▸ Your goal:
Find all the lines in the entries below that hold the word "builds" and copy them.

(Material for this task begins)

PR #2673, opened 2020-12-08
SCI: Add City's fan Russian translation support

phcoder:
This PR has 2 commits. One to tolerate a slightly invalid image and another adds the hashes

### DIFF
--- a/engines/sci/detection_tables.h
+++ b/engines/sci/detection_tables.h
@@ -5699,6 +5699,15 @@ static const struct ADGameDescription SciGameDescriptions[] = {
 	AD_LISTEND },
 	Common::RU_RUS, Common::kPlatformWindows, ADGF_DROPPLATFORM, GUIO_TORIN },
 
+	// Torin's Passage - Russian Windows CD (Dyadushka Research + City)
+	// VERSION file "1.0"
+	{ "torin", "",{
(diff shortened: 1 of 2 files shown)


sluicebox:
Which specific resources have problems? Where can I find this fan translation?

I'd prefer that we use the resource patcher (resource_patcher.cpp) on the broken images instead of allowing the uncompressed version of getRow() to ignore invalid requests. That keeps game-specific workarounds out of the engine code, and I think that is even more important for fan stuff. That way we also have built-in documentation of which image/game/version is the problem. Right now this begs the question "why does the uncompressed reader allow this this but the compressed one doesn't?"

Separately, this is a good example of code that shouldn't be an assertion, since it's validating external data. I think it should be an error() if not a warning(), and should be the same in all the getRow() methods, but that can happen later.

bluegr:
I agree with @sluicebox here. Since there are broken resources in this version, we should either try and patch them, or ignore specific errors for specific resources, not all of them.

bluegr (changes requested):
Overall, the corrupt graphics should be identified and corrected, instead of silently dropping the errors. Perhaps it is possible to identify all the offending resources with external tools, e.g. SCI Companion, or SV

bluegr:
Excellent, thanks for addressing the issues! Merging

bluegr (approved):

PR #2675, opened 2020-12-09
HADESCH: Add subtitles for AIF files

phcoder:

### DIFF
--- a/engines/hadesch/gfx_context.cpp
+++ b/engines/hadesch/gfx_context.cpp
@@ -26,6 +26,9 @@
 #include "hadesch/baptr.h"
 #include "common/system.h"
 #include "graphics/palette.h"
+#include "graphics/font.h"
+#include "graphics/fontman.h"
+#include "hadesch/hadesch.h"
 
 namespace Hadesch {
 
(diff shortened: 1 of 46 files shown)


engines/hadesch/gfx_context.cpp
```diff
@@ -81,27 +84,63 @@ void GfxContext8Bit::fade(int val) {
...
 	if (_palette) {
 		g_system->getPaletteManager()->setPalette(_palette, 0, 256);
 	}
 
-	g_system->copyRectToScreen(_pixels.get() + viewPoint.x + _pitch * viewPoint.y, _w, 0, 0,
+	g_system->copyRectToScreen(surf.getBasePtr(viewPoint.x, viewPoint.y), surf.w, 0, 0,
 				   kVideoWidth, kVideoHeight);
 }
 
+byte GfxContext8Bit::findColor(byte r, byte g, byte b) {
```
sev-, line 106: I think we could use this opportunity to introduce something like `Graphics::Palettemanager` which will do this palette search.

I have a very similar code here:
  https://github.com/scummvm/scummvm/blob/master/graphics/macgui/macwindowmanager.cpp#L968

It is out of scope of this PR, though.

sev- (approved):
Very cool feature. Merging.

PR #3517, opened 2021-11-11
OPENDINGUX: Various improvements to building process

lephilousophe:
This PR embeds the various platforms supported by OpenDingux beta directly in the configure script.
This will allow the buildbot to include builds for these platforms as it can't use the release build script.

In addition some autodetections are enabled back to allow make use of the features on GCW0 (Fluidsynth, Theora, SDL2) and OpenGL ES2 is enabled on GCW0 as the toolchain provides Mesa.

Some small fixes are provided to the make-opk script and the build_odbeta is reworked to make use of configure changes and to make use of arguments instead of environment variables to create the build.

### DIFF
--- a/configure
+++ b/configure
@@ -829,7 +829,9 @@ Special configuration feature:
                                            ios7-arm64 for Apple iPhone / iPad (iOS >= 7, 64-bit)
                                            maemo for Nokia Maemo
                                            n64 for Nintendo 64
-                                           opendingux for Opendingux Beta
+                                           opendingux-gcw0 for GCW0 with Opendingux Beta
+                                           opendingux-lepus for Lepus with Opendingux Beta
+                                           opendingux-rg99 for RG99 with Opendingux Beta
                                            openpandora for OpenPandora
                                            ouya for OUYA
                                            ps3 for PlayStation 3
@@ -1576,7 +1578,7 @@ caanoo)
 	_host_cpu=arm
 	_host_alias=arm-none-linux-gnueabi
 	;;
-dingux | gcw0 | opendingux)
+dingux | gcw0 | opendingux-*)
 	_host_os=linux
 	_host_cpu=mipsel
 	_host_alias=mipsel-linux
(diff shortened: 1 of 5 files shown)


citral23 (approved):
Very well, it is indeed a good option to automate the builds more easily.

citral23 (commented):
Hi, do you have a jz4770 device to test it yourself?

Because in my testing : 

Fluidsynth doesn't work (unfortunately, it would be nice)
Theora is too slow (we have no HW accel at all, mpeg2 in game videos run at 3fps to give you an idea)
SDL2 brings no benefit, as it's much, much slower than SDL1 for software rendering and gles2/es2 crashes (haven't looked why yet)

citral23 (approved):

citral23 (approved):

citral23 (approved):

configure
```diff
@@ -3514,6 +3514,28 @@ if test -n "$_host"; then
 			_backend="opendingux"
 			_port_mk="backends/platform/sdl/opendingux/opendingux.mk"
 			add_line_to_config_mk 'OPENDINGUX = 1'
+			add_line_to_config_mk "OPENDINGUX_TARGET = ${_host#opendingux-}"
+			case "$_host" in
+				opendingux-gcw0)
+					_opengl_mode=gles2
+					_opengl_game=yes
```
aquadran, line 3521: does it have desktop opnegl?

citral23: Nope, gles1/2 and gl4es

aquadran: gl4es acts for desktop opengl. just making sure it was not mistake

lephilousophe:
I don't have the hardware but, as libraries were present in the toolchain, I expected device was powerful enough for them.
I removed the commit which enabled all of this.

citral23:
> I don't have the hardware but, as libraries were present in the toolchain, I expected device was powerful enough for them. I removed the commit which enabled all of this.

Yeah, I hoped and tried too, but while fairly capable for what it is, it's still a single core 1GHz cpu
- Not nearly enough for Fluidsynth, and Timidity doesn't work unfortunately (mixed them up in my previous comment). I think fluidsynth should be removed from the toolchain.
-  Theora works on mpv at around 240/272p but without HW accel it won't go above that.
- GLES2 works with some other software, but crashes on scummvm. I will look into it later down the road, but for now it's better to disable it.

lephilousophe:
OK, that's done.

PR #3520, opened 2021-11-11
DEVTOOLS: add Mac fonts to gitignore

mistydemeo:
A few other devtools-generated data files that aren't tracked in git are in this `.gitignore` to prevent them showing up as untracked files to git. I think it makes sense to add these two files as well. They're generated by two scripts in `devtools`.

(Material for this task ends)

▸ Solution for this exercise:
This will allow the buildbot to include builds for these platforms as it can't use the release build script.
Very well, it is indeed a good option to automate the builds more easily.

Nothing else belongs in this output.